I surfed the site a bit to become more familiar with them, and they really make some gorgeous finishes. Plus, it sounds like they perform as well as the look.

My only complaint - do you really need to rub in the grilling out in January?! :bigsmile:


----------



## Dale Rasco (Apr 11, 2009)

I'm working on some of the photos to show off just how nice the things look. My initial pics were washed out due to time of day but I should have those posted shortly! 

On a side note Joe, we had strips tonight and they were awesome!


----------



## NBPk402 (Feb 21, 2012)

ALMFamily said:


> Thanks for the review Dale! :T
> 
> I surfed the site a bit to become more familiar with them, and they really make some gorgeous finishes. Plus, it sounds like they perform as well as the look.
> 
> My only complaint - do you really need to rub in the grilling out in January?! :bigsmile:


Move west!!! Sunshine more often.


----------



## cavchameleon (Jan 7, 2008)

Nice review Dale! I'm not sure I'd put such expensive speakers outside, but I'm sure there are many with incredible yards that deserve them. We've been happy with our 'rock' speakers in both our front and back yard. And really, with all the noise from neighbor's yards - dogs, kids (including our own), lawn mowers, sprinklers, tons of birds, cars, wind, etc...I'm not sure we would really appreciate such a fine instrument outside. In any case, nice to know someone actually makes them.


----------



## Jerry_at_Exteris (Oct 29, 2012)

Dale Rasco said:


> Read the full review HERE!
> 
> It has taken a while, but the review is complete and what can I say but WOW! The EA300SW from Exteris is one amazing speaker!
> 
> ...



Dale,
Just want to say thanks for all the time and patience you put into the review of our system and
respond to a few of your comments:

First, you are absolutely correct - we are a new company, so not a lot of info available about us or
our products. We joined the HTS sponsorship team to help get the word out.

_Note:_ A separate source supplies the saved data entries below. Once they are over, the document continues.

PR #1160, opened 2025-07-23
Multirelay and LSD update for oc_relay.lsl

NikkiLacrima:
First version, tested with 4 simultaneous RLV sources and pingpong on relog.

Uses LSD to store restrictions per UUID
Uses LSD for mode and settings

### DIFF
--- a/src/collar/oc_core.lsl
+++ b/src/collar/oc_core.lsl
@@ -43,12 +43,16 @@ Medea (Medea Destiny)
                 -   added delay after name change to ensure report is correct and added clarification text here
                     and in device name. Issue #1053
    Jun 2025     -   Restored HELP button to help/about menu to deliver help notecard                         
+
 Stormed Darkshade (StormedStormy)
     March 2022  -   Added a button for reboot to help/about menu.  
 
 Yosty7B3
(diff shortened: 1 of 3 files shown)


NikkiLacrima:
Update Aug 25:
Handles multiple pending ask sources
Code cleanup

MinesweeperM:
Some trouble with capturing devices on relog.
On relog, relay returns av to device, where it was captured, then device trying to connect relay, but it does not answer, until main collar scripts load. So common devices (like AV_Sitter) decides that the relay is missing, and restrictions does not apply.

NikkiLacrima:
Changes 251018: Improved memory handling in relay, faster and simpler startup.

Hopefully this should be almost final version, still some debug output left.

Medea-Destiny (changes requested):
rlvsys and relay both still have script profiler active in menu (lines 132, 143 & 145 in rlvsys, 167, 177 and 179 in relay).  We might want to leave those in while we're putting this through beta, but should be commented out before merge.

Medea-Destiny (approved):
Code looks in a really solid state to me, I can't think of anything more!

Second, your thoughts about the effect of cabinet denseness are interesting in that I think what
you are hearing, or not hearing, is music with the speaker cabinet vibrations removed from the
audio reproduction equation - you hear the recording, electronics, and drivers in their purest form. 

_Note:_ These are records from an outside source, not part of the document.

PR #1167, opened 2025-10-17
oc_dialog use LSD

Medea-Destiny:
Extending Nikki's optimizations with use of LSD temp storage of menu buttons to avoid stack/heaps caused by multiple large menus.  Efficiency update to substitutions DIALOG_RENDER_REQ to limit sending menus to addons only when called from an addoin


Medea-Destiny:
@NikkiLacrima Oooh how did I miss the existence of that command? Nice catch Nikki! Very useful. Have updated the script as your recommendation.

Lastly, we'll take a look at engineering a solution for anchoring each speaker tower to a rear wall. 
In its simplest form, I think a thin stainless steel wire rope would suffice. We already have a 
safety strap to couple the top cabinet to the lower and should able to use this as connection point.


Thanks again to you and the HTS team!


Jerry Hughes
Exteris Audio


----------



## Dale Rasco (Apr 11, 2009)

Jerry_at_Exteris said:


> Second, your thoughts about the effect of cabinet denseness are interesting in that I think what you are hearing, or not hearing, is music with the speaker cabinet vibrations removed from the audio reproduction equation - you hear the recording, electronics, and drivers in their purest form.
> 
> 
> Jerry Hughes
> Exteris Audio


That is a better description of it and it is what I was trying to relay. I will update the review to clear that up for everyone.


----------



## 8086 (Aug 4, 2009)

ellisr63 said:


> Move west!!! Sunshine more often.


Does anyone here know what an Ice Scrapper is?? I certainly don't! Go south, In Florida we wear shorts 364 days a year and we fish 52 weeks a year, from the back yard directly to the grill!


----------



## ALMFamily (Oct 19, 2011)

8086 said:


> Does anyone here know what an Ice Scrapper is?? I certainly don't! Go south, In Florida we wear shorts 364 days a year and we fish 52 weeks a year, from the back yard directly to the grill!


All I can say to that is :rant:

By the way, we can fish 52 weeks a year up here too. You just have to be prepared to freeze for a portion of that - although, I have seen some serious ice shanties!


----------